■ **Dataset content**
********************
PR #2096, opened 2025-05-29
Modified quote sources to match current F::Q

bpschuck:
Modified libgnucash/engine/gnc-commodity.cpp to match current Finance::Quote.

In addition to removing a few modules from `single_quote_sources`, a bunch of sources were removed from `multiple_quote_sources` which refers to what Finance::Quote calls "failover methods". At the current time only 7 methods exist in F::Q where alternate methods defined in other modules will be attempted until data is successfully returned.

### DIFF
--- a/libgnucash/engine/gnc-commodity.cpp
+++ b/libgnucash/engine/gnc-commodity.cpp
@@ -201,15 +201,12 @@ static QuoteSourceList single_quote_sources =
     { false, SOURCE_SINGLE, NC_("FQ Source", "comdirect, DE"), "comdirect" },
     { false, SOURCE_SINGLE, NC_("FQ Source", "Consors Bank, DE"), "consorsbank" },
     { false, SOURCE_SINGLE, NC_("FQ Source", "Deka Investments, DE"), "deka" },
-    { false, SOURCE_SINGLE, NC_("FQ Source", "DWS, DE"), "dwsfunds" },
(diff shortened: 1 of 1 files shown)


libgnucash/engine/gnc-commodity.cpp
```diff
@@ -239,22 +235,14 @@ static QuoteSourceList single_quote_sources =
     { false, SOURCE_SINGLE, NC_("FQ Source", "YH Finance (FinanceAPI)"), "financeapi" },
 };
 
+// Finance::Quote calls these failover sources
```
jralls: How about "provides" instead of "calls"?

bpschuck: I meant "calls" as an "also known as" or a definition, not a programmatic call.
Perhaps change it to "Finance::Quote defines these as failover methods"?

jralls: Sure, anything that's less ambiguous.

bpschuck: Change has been made.

jralls:
Thanks!

bpschuck:
> Thanks!

You're welcome.

Just to confirm, the https://wiki.gnucash.org/wiki/Online_Quotes#Finance::Quote_Sources tables are no longer part of the documentation source, correct?

Bruce S.

jralls:
Correct. https://github.com/Gnucash/gnucash-docs/pull/346 was merged last December.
********************
■ **How to complete this task**
Starting from the line that contains "-201,15 +201,12 @@", transcribe each line to the end of the records above. Please add nothing.

■ **Solution to the exercise**
@@ -201,15 +201,12 @@ static QuoteSourceList single_quote_sources =
     { false, SOURCE_SINGLE, NC_("FQ Source", "comdirect, DE"), "comdirect" },
     { false, SOURCE_SINGLE, NC_("FQ Source", "Consors Bank, DE"), "consorsbank" },
     { false, SOURCE_SINGLE, NC_("FQ Source", "Deka Investments, DE"), "deka" },
-    { false, SOURCE_SINGLE, NC_("FQ Source", "DWS, DE"), "dwsfunds" },
(diff shortened: 1 of 1 files shown)


libgnucash/engine/gnc-commodity.cpp
```diff
@@ -239,22 +235,14 @@ static QuoteSourceList single_quote_sources =
     { false, SOURCE_SINGLE, NC_("FQ Source", "YH Finance (FinanceAPI)"), "financeapi" },
 };
 
+// Finance::Quote calls these failover sources
```
jralls: How about "provides" instead of "calls"?

bpschuck: I meant "calls" as an "also known as" or a definition, not a programmatic call.
Perhaps change it to "Finance::Quote defines these as failover methods"?

jralls: Sure, anything that's less ambiguous.

bpschuck: Change has been made.

jralls:
Thanks!

bpschuck:
> Thanks!

You're welcome.

Just to confirm, the https://wiki.gnucash.org/wiki/Online_Quotes#Finance::Quote_Sources tables are no longer part of the documentation source, correct?

Bruce S.

jralls:
Correct. https://github.com/Gnucash/gnucash-docs/pull/346 was merged last December.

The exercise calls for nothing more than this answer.